Start of Supplied material

PR #4046, opened 2018-10-08
Python 3 compat, ENM version name, skip closed tests

tlil:
* Make the script runnable on Python 3
* Change base name of versions for Network Services, using the ENM abbreviation
* Skip parent test cases marked as "Pass" / "Fail" / "Descope" when creating new release candidate tests


release-tools/testing/test-manager
```diff
@@ -36,7 +36,7 @@ except:
 product_map = {
     'OS'   : 'Corda',
     'ENT'  : 'Corda Enterprise',
-    'NS'   : 'Corda Network Services',
```
GavT: Would be nice for ENM to mean ENM rather than NS mean ENM, i.e. `ENM`  :  `ENM`

tlil: Fixed.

End of Supplied material

Assignment: Report only how many lines in the records contain the word "Corda".

Reply to the exercise: 3